What’s the deal with asking prices in our metro area?

trulia-price-monitor-november-housing-market-recovery-slowdown-bubble

Creative Commons: Ingmanjc, http://commons.wikimedia.org/wiki/File:Captain_Calvin_and_Pamela_Case_House_Bay_window.JPG

Asking prices in the Chicagoland area remained positive in November, though they seem to be showing signs of slowing down, according to the newly released Price Monitor from Trulia.

Per Trulia’s analysis, Chicagoland asking prices were up 9.4 percent year-over-year in November, which is actually better than the national average; at the same time, though, quarterly increases were up just 2.9 percent, which is behind most other large metro areas and the national average of 3.4 percent; asking rents, at 5.9 percent year-over-year, were similarly behind the average.

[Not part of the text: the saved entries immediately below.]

PR #5800, opened 2024-09-25
pad: fix make_io_site rotations

gadfort:
Changes:
- the order of operations were wrong for making the io sites causing pads to get placed in the wrong orientation.
- adds test for row orientations


src/pad/README.md
```diff
@@ -167,9 +167,9 @@ make_io_sites
 | `-vertical_site` | Name of the site for the vertical pads (north and south). |
 | `-corner_site` | Name of the site for the corner cells. |
 | `-offset` | Offset from the die edge to place the rows. |
-| `-rotation_horizontal` | Rotation to apply to the horizontal sites to ensure pads are placed correctly. The default value is `R0`. |
-| `-rotation_vertical` | Rotation to apply to the vertical sites to ensure pads are placed correctly. The default value is `R0`. |
-| `-rotation_corner` | Rotation to apply to the corner sites to ensure pads are placed correctly. The default value is `R0`. |
+| `-rotation_horizontal` | Rotation to apply to the horizontal sites to ensure pads are placed correctly. The default value is `R0` for the eastern (right) row. |
+| `-rotation_vertical` | Rotation to apply to the vertical sites to ensure pads are placed correctly. The default value is `R0` for the southern (bottom) row. |
+| `-rotation_corner` | Rotation to apply to the corner sites to ensure pads are placed correctly. The default value is `R0` for the south west (lower left) corner. |
```
maliberty, line 172: It feels odd to use right/bottom/lower-left; left/bottom/lower-left feels more consistent.

gadfort: @maliberty I agree, I can update the code to reflect that as well (I wanted to but wasn't sure if that would be worth it). it will break any `make_io_sites` calls that use the rotation_vertical flag, but luckily I think it's a very small number of users (ie. me and possibly one other I know of).

gadfort:
@maliberty I changes the "reference" edges to be bottom/left and updated that text in the README to reflect that

maliberty (approved):

PR #5802, opened 2024-09-25
drt: check for inst_term nullptr

bnmfw:
This PR patches a Coverity scan defect. `inst_term->getInst()` could be called even if `inst_term` was a `nullprt`. Now it can't.

### DIFF
--- a/src/drt/src/pa/FlexPA_prep.cpp
+++ b/src/drt/src/pa/FlexPA_prep.cpp
@@ -1499,7 +1499,7 @@ int FlexPA::initPinAccess(T* pin, frInstTerm* inst_term)
     if (is_macro_cell_pin) {
       macro_cell_pin_no_ap_cnt_++;
     }
-  } else {
+  } else if (inst_term) {
     // write to pa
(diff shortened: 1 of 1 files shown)


src/drt/src/pa/FlexPA_prep.cpp
```diff
@@ -1499,7 +1499,7 @@ int FlexPA::initPinAccess(T* pin, frInstTerm* inst_term)
     if (is_macro_cell_pin) {
       macro_cell_pin_no_ap_cnt_++;
     }
-  } else {
+  } else if (inst_term) {
```
eder-matheus, line 1502: What if the inst_temr is nullptr? Should it be an error?

maliberty: The comment 
```
  // inst_term aps are written back here if not early stopped
  // IO term aps are are written back in prepPoint_pin_helper and always
  // early stopped
```
suggests that it is expected to be non-null here as the IO term (bterm) are handled separately

maliberty (approved):

PR #5803, opened 2024-09-25
drt: genAPsFromRect code duplication elimination

bnmfw:
genAPsFromRect has a lot of code duplication. 
### Problem:
When generating access points for a given rectangle shape there are two relevant layer, a layer 1 and layer 2. Currently, the code verifies if layer 1 was horizontal. If true it made a bunch of calls to generate access points. In some cases Y/vertical coordinates were used and other X/horizontal coordinates were used. If false it made the exact functions calls with the same patterns, except Y/vertical and X/horizontal were switched. This happened twice.
### Solution:
Auxiliary variables `layer1_rect_min`, `layer1_rect_max`, `layer2_rect_min`, `layer2_rect_max`, `layer1_coords` and `layer2_coords` were created. The logic to check if layer 1 is horizontal is done in them through ternary operations and they are used in posterior calls, so code does not have to be duplicated
### Others:
An auxilary `offset` variable was created to substitute the ternary `is_macro_cell_pin ? hwidth : 0` as it appeared 6 times in the code

### DIFF
--- a/src/drt/src/pa/FlexPA_prep.cpp
+++ b/src/drt/src/pa/FlexPA_prep.cpp
@@ -502,148 +502,87 @@ void FlexPA::genAPsFromRect(std::vector<std::unique_ptr<frAccessPoint>>& aps,
   }
 
   // gen all full/half grid coords
+  int offset = is_macro_cell_pin ? hwidth : 0;
+  int layer1_rect_min = is_layer1_horz ? gtl::yl(rect) : gtl::xl(rect);
+  int layer1_rect_max = is_layer1_horz ? gtl::yh(rect) : gtl::xh(rect);
+  int layer2_rect_min = is_layer1_horz ? gtl::xl(rect) : gtl::yl(rect);
+  int layer2_rect_max = is_layer1_horz ? gtl::xh(rect) : gtl::yh(rect);
+  std::map<frCoord, frAccessPointEnum>& layer1_coords
+      = is_layer1_horz ? y_coords : x_coords;
+  std::map<frCoord, frAccessPointEnum>& layer2_coords
+      = is_layer1_horz ? x_coords : y_coords;
+
   if (!is_macro_cell_pin || !use_center_line) {
-    if (is_layer1_horz) {
-      genAPOnTrack(y_coords, layer1_track_coords, gtl::yl(rect), gtl::yh(rect));
-      genAPOnTrack(x_coords,
+    genAPOnTrack(
+        layer1_coords, layer1_track_coords, layer1_rect_min, layer1_rect_max);
+    genAPOnTrack(layer2_coords,
+                 layer2_track_coords,
+                 layer2_rect_min + offset,
+                 layer2_rect_max - offset);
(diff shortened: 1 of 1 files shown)


bnmfw:
@joaomai this is the PR Eder just mentioned on today's meeting

src/drt/src/pa/FlexPA_prep.cpp
```diff
@@ -499,148 +499,87 @@ void FlexPA::genAPsFromRect(std::vector<std::unique_ptr<frAccessPoint>>& aps,
   }
 
   // gen all full/half grid coords
+  int offset = is_macro_cell_pin ? hwidth : 0;
+  int layer1_rect_min = is_layer1_horz ? gtl::yl(rect) : gtl::xl(rect);
+  int layer1_rect_max = is_layer1_horz ? gtl::yh(rect) : gtl::xh(rect);
+  int layer2_rect_min = is_layer1_horz ? gtl::xl(rect) : gtl::yl(rect);
+  int layer2_rect_max = is_layer1_horz ? gtl::xh(rect) : gtl::yh(rect);
```
maliberty, line 506: const

src/drt/src/pa/FlexPA_prep.cpp
```diff
@@ -499,148 +499,87 @@ void FlexPA::genAPsFromRect(std::vector<std::unique_ptr<frAccessPoint>>& aps,
...
+  std::map<frCoord, frAccessPointEnum>& layer1_coords
+      = is_layer1_horz ? y_coords : x_coords;
+  std::map<frCoord, frAccessPointEnum>& layer2_coords
+      = is_layer1_horz ? x_coords : y_coords;
```
maliberty, line 510: I think `auto& layer1_coords = is_layer1_horz ? y_coords : x_coords;` reads easier here as the type is not what's important.  Likewise layer2.

src/drt/src/pa/FlexPA_prep.cpp
```diff
@@ -499,148 +499,87 @@ void FlexPA::genAPsFromRect(std::vector<std::unique_ptr<frAccessPoint>>& aps,
...
-                     layer2_track_coords,
-                     gtl::yl(rect) - min_width_layer2,
-                     gtl::yl(rect),
-                     true);
-      }
-      genAPCentered(x_coords, layer_num, gtl::xl(rect), gtl::xh(rect));
-      for (auto& [x_coord, cost] : x_coords) {
-        x_coords[x_coord] = frAccessPointEnum::OnGrid;
-      }
+    lower_type = frAccessPointEnum::OnGrid;
```
maliberty, line 559: There is an odd asymmetry to this line.  It only appears in one of the four branches.  I think this PR moves it into two of the branches.  I'm not sure it belongs in any.

maliberty (changes requested):

maliberty:
Ok with me; I'll leave a chance for @osamahammad21 to comment (and merge when satisfied).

Is Slower Price Growth a Bad Thing?

On one hand, slower price growth – particularly growth lagging national averages – would appear to be a bad thing; on the other hand, though, in a housing market that is utterly in the throes of an affordability crisis, below-average increases do not seem all that bad, especially considering the economic challenges that continue to plague Millennials, aka the next great source of housing demand.

Of course, this is only one month of data, so it’s dishonest of us to suggest any kind of trend just yet; however, should Chicago’s price increases remain in check, it will no doubt boost the market’s credence with younger buyers of a more moderate income.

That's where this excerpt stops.